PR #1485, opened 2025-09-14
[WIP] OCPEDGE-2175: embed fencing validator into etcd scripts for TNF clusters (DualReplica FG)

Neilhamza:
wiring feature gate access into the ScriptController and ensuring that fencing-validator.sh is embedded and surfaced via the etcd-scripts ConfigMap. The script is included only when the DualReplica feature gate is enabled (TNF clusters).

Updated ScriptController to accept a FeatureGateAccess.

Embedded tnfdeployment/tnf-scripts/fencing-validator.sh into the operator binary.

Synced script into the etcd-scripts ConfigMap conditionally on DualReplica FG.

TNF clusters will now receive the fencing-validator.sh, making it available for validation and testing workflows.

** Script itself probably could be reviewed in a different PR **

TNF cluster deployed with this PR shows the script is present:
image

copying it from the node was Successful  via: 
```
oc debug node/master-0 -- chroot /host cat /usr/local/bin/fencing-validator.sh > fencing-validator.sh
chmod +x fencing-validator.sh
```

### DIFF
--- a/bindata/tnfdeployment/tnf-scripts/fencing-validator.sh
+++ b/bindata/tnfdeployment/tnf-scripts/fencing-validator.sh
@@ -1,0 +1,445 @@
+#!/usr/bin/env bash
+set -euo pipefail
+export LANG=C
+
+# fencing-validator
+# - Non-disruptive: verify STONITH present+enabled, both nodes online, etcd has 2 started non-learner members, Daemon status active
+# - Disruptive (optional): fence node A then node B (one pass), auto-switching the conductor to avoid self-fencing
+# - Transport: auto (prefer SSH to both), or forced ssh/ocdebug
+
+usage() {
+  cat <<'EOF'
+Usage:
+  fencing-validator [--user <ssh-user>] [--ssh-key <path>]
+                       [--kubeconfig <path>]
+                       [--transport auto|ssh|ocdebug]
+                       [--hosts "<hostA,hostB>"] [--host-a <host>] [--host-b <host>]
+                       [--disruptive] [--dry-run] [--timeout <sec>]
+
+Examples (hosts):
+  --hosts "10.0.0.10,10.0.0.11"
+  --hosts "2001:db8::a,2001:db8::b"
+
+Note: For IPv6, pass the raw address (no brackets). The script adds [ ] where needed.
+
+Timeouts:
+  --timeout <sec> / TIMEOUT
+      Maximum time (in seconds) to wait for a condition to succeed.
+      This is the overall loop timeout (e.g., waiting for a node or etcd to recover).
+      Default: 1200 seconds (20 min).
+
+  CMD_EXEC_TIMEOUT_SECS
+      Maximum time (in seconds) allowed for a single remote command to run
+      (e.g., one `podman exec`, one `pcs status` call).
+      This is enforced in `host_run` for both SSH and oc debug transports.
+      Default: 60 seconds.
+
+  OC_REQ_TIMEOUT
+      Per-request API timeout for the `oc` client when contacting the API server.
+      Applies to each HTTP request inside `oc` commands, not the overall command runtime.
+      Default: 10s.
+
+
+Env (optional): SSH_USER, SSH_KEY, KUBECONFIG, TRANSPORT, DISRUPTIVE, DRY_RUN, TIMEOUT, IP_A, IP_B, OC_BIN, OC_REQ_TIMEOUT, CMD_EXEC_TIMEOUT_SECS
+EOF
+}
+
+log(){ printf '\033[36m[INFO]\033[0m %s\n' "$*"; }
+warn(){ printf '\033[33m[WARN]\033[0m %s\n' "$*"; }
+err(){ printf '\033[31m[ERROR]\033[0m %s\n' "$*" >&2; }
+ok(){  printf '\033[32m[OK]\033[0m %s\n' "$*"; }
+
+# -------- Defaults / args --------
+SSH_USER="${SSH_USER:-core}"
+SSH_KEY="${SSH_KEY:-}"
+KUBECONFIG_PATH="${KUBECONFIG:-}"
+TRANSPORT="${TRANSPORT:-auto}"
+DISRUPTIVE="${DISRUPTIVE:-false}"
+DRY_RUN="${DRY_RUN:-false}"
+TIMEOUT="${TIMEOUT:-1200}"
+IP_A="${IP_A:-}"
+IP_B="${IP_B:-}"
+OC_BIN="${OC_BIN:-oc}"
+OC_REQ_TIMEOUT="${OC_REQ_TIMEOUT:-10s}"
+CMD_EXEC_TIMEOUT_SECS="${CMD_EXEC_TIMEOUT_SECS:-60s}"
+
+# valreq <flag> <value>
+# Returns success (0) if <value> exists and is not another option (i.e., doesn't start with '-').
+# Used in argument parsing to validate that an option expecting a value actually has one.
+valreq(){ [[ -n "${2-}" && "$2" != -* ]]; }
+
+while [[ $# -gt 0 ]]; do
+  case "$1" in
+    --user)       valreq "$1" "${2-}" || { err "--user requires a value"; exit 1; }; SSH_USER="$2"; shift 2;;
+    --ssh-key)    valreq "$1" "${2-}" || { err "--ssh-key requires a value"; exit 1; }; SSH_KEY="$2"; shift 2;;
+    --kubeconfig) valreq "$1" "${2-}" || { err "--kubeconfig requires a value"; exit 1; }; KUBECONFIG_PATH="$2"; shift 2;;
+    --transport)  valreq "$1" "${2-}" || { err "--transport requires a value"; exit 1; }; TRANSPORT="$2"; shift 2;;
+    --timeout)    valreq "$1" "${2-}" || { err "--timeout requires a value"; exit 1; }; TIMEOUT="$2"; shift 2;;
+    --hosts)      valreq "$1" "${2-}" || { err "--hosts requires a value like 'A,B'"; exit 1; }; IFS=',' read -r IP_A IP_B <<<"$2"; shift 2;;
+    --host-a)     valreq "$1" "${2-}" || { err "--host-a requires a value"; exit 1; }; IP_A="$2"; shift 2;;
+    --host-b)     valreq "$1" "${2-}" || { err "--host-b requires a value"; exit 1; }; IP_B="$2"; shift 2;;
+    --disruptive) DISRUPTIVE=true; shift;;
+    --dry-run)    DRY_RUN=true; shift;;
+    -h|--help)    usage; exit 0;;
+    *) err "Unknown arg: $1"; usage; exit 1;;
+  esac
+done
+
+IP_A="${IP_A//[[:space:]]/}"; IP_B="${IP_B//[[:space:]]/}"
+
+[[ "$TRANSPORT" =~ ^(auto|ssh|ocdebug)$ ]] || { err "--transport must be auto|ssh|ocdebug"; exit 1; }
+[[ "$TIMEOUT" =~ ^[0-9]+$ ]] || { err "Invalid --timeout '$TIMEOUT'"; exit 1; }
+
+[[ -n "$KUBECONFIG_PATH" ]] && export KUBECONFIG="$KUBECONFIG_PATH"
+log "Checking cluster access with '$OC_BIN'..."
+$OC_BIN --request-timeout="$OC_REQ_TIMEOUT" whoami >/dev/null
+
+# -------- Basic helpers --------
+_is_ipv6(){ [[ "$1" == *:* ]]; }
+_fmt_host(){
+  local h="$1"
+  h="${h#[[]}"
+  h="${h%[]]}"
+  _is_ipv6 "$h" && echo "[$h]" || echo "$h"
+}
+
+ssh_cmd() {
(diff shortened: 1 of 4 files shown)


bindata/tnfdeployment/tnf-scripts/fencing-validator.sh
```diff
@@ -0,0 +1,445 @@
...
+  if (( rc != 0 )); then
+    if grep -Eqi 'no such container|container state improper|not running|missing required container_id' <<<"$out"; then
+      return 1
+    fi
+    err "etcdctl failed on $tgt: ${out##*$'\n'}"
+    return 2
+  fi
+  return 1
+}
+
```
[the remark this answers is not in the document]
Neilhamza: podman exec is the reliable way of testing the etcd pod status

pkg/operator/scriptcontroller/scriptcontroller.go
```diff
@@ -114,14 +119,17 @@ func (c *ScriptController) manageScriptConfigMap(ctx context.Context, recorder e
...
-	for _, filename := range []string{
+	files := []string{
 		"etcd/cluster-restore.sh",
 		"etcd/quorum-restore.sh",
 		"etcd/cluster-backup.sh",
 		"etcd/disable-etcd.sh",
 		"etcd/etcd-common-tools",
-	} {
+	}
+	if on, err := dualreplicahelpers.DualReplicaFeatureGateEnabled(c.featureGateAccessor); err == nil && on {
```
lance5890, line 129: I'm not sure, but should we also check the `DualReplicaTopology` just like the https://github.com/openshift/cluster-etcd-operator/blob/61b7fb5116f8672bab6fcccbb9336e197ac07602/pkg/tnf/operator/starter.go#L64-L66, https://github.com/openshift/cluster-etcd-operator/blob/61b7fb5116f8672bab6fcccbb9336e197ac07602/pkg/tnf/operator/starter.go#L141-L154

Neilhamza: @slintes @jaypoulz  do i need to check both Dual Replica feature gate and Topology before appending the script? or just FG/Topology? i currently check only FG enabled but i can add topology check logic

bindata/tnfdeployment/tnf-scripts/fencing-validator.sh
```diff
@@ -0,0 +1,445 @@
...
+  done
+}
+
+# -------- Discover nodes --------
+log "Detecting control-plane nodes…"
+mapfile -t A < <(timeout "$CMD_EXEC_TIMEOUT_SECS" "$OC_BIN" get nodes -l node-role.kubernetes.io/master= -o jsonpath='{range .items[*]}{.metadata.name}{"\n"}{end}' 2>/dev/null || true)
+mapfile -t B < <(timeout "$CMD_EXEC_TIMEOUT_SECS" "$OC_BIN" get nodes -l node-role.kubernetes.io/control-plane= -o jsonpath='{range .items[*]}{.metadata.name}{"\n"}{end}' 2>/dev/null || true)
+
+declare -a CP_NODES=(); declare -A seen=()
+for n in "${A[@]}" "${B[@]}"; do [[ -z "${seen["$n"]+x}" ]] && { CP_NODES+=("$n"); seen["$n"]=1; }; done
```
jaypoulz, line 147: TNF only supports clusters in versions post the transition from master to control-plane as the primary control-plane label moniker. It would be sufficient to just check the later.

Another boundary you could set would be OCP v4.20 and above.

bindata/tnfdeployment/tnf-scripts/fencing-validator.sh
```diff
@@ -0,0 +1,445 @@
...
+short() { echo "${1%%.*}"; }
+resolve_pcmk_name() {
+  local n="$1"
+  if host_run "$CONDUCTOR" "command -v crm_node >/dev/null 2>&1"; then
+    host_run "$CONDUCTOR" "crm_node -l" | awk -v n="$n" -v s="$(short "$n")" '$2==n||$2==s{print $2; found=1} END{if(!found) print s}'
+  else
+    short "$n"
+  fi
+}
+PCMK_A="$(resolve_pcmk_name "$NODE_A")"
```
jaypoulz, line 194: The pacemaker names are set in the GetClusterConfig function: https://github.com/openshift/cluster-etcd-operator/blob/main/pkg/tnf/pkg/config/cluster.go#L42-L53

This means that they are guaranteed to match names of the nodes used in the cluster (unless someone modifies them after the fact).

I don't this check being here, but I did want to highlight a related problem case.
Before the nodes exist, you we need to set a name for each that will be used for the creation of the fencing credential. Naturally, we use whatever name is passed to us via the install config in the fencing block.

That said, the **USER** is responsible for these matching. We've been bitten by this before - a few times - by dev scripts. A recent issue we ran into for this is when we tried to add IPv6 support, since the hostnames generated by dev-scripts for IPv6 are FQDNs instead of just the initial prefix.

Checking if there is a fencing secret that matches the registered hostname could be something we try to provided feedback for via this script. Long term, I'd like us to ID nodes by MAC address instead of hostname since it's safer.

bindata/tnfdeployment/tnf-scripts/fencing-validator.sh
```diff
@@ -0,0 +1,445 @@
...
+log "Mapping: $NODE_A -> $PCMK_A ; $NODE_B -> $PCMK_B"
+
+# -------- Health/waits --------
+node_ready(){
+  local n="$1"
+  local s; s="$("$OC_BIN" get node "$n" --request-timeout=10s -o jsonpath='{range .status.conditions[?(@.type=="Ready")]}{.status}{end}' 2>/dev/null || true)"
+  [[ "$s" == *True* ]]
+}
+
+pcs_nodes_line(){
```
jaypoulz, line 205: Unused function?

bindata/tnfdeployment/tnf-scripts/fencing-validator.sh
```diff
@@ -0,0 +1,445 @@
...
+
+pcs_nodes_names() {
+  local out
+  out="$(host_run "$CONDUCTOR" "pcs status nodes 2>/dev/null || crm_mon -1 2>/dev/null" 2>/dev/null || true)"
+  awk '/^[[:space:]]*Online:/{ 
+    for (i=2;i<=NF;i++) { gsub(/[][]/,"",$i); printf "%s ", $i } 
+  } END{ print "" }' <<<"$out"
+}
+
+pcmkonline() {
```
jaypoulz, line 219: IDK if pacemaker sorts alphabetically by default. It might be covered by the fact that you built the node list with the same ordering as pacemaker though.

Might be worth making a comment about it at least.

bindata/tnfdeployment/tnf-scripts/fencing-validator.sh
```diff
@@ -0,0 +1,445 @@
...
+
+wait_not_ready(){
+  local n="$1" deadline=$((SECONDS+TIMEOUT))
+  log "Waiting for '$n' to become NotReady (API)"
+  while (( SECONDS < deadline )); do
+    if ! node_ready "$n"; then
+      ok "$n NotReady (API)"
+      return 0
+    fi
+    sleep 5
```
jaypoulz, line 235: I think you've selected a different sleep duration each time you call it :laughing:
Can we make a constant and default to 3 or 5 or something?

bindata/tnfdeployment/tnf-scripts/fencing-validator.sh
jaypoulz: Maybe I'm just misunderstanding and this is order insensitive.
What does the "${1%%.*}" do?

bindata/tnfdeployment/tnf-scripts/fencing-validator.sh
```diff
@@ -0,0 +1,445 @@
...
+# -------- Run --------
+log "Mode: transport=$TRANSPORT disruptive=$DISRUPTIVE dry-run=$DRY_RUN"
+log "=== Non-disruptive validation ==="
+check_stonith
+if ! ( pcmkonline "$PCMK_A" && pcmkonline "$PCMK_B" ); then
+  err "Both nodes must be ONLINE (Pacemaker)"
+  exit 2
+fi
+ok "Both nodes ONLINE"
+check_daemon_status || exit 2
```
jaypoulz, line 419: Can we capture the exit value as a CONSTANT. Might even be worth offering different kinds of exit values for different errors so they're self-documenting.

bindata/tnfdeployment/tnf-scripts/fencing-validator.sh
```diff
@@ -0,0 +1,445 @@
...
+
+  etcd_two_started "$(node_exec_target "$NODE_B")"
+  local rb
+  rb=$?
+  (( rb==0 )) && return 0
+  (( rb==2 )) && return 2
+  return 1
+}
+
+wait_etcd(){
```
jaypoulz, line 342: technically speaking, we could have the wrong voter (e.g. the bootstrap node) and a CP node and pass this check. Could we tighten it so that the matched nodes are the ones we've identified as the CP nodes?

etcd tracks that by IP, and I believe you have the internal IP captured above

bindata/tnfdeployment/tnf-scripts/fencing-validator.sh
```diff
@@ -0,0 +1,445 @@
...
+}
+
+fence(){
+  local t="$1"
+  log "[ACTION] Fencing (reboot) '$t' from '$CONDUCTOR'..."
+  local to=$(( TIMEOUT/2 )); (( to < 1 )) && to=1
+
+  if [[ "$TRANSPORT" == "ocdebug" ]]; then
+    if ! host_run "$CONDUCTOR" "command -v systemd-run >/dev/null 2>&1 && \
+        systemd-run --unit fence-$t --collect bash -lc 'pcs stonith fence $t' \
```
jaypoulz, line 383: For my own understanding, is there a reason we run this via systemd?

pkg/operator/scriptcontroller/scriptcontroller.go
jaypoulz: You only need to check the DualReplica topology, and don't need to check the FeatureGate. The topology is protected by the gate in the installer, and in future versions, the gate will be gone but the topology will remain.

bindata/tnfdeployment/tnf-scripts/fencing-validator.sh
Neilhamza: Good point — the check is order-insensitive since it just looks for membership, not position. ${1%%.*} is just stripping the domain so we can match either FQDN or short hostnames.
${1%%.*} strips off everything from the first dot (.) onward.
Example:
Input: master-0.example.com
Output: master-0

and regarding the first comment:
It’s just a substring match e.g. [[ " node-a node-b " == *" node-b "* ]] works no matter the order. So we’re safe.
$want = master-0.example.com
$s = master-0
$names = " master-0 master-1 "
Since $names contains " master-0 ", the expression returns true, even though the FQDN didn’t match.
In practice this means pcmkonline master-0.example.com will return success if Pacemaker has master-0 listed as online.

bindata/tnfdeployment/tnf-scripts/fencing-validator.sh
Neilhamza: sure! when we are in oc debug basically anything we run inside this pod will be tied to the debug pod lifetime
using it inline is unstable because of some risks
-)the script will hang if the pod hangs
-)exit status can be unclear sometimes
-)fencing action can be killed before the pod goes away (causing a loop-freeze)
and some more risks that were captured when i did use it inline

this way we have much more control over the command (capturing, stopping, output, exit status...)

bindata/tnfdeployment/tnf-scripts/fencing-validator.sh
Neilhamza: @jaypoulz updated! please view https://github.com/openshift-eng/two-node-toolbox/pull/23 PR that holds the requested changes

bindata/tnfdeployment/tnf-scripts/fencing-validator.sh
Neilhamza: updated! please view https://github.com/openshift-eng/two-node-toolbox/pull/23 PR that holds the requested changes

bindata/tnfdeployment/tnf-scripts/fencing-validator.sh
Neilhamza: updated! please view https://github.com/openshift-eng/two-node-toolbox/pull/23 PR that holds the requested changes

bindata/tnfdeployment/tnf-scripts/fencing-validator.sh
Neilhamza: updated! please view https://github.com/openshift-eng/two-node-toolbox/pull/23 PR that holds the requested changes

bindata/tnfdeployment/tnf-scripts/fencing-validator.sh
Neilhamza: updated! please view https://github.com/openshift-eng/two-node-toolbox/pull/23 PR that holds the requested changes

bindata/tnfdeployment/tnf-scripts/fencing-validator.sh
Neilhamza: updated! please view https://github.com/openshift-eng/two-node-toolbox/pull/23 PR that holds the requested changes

____________________

◆ Goal of the exercise
From the first line of the listing above to the line with "<sec> / TIMEOUT", please transcribe each line exactly, both ends included, and nothing beyond that.

◆ Answer to this problem
PR #1485, opened 2025-09-14
[WIP] OCPEDGE-2175: embed fencing validator into etcd scripts for TNF clusters (DualReplica FG)

Neilhamza:
wiring feature gate access into the ScriptController and ensuring that fencing-validator.sh is embedded and surfaced via the etcd-scripts ConfigMap. The script is included only when the DualReplica feature gate is enabled (TNF clusters).

Updated ScriptController to accept a FeatureGateAccess.

Embedded tnfdeployment/tnf-scripts/fencing-validator.sh into the operator binary.

Synced script into the etcd-scripts ConfigMap conditionally on DualReplica FG.

TNF clusters will now receive the fencing-validator.sh, making it available for validation and testing workflows.

** Script itself probably could be reviewed in a different PR **

TNF cluster deployed with this PR shows the script is present:
image

copying it from the node was Successful  via: 
```
oc debug node/master-0 -- chroot /host cat /usr/local/bin/fencing-validator.sh > fencing-validator.sh
chmod +x fencing-validator.sh
```

### DIFF
--- a/bindata/tnfdeployment/tnf-scripts/fencing-validator.sh
+++ b/bindata/tnfdeployment/tnf-scripts/fencing-validator.sh
@@ -1,0 +1,445 @@
+#!/usr/bin/env bash
+set -euo pipefail
+export LANG=C
+
+# fencing-validator
+# - Non-disruptive: verify STONITH present+enabled, both nodes online, etcd has 2 started non-learner members, Daemon status active
+# - Disruptive (optional): fence node A then node B (one pass), auto-switching the conductor to avoid self-fencing
+# - Transport: auto (prefer SSH to both), or forced ssh/ocdebug
+
+usage() {
+  cat <<'EOF'
+Usage:
+  fencing-validator [--user <ssh-user>] [--ssh-key <path>]
+                       [--kubeconfig <path>]
+                       [--transport auto|ssh|ocdebug]
+                       [--hosts "<hostA,hostB>"] [--host-a <host>] [--host-b <host>]
+                       [--disruptive] [--dry-run] [--timeout <sec>]
+
+Examples (hosts):
+  --hosts "10.0.0.10,10.0.0.11"
+  --hosts "2001:db8::a,2001:db8::b"
+
+Note: For IPv6, pass the raw address (no brackets). The script adds [ ] where needed.
+
+Timeouts:
+  --timeout <sec> / TIMEOUT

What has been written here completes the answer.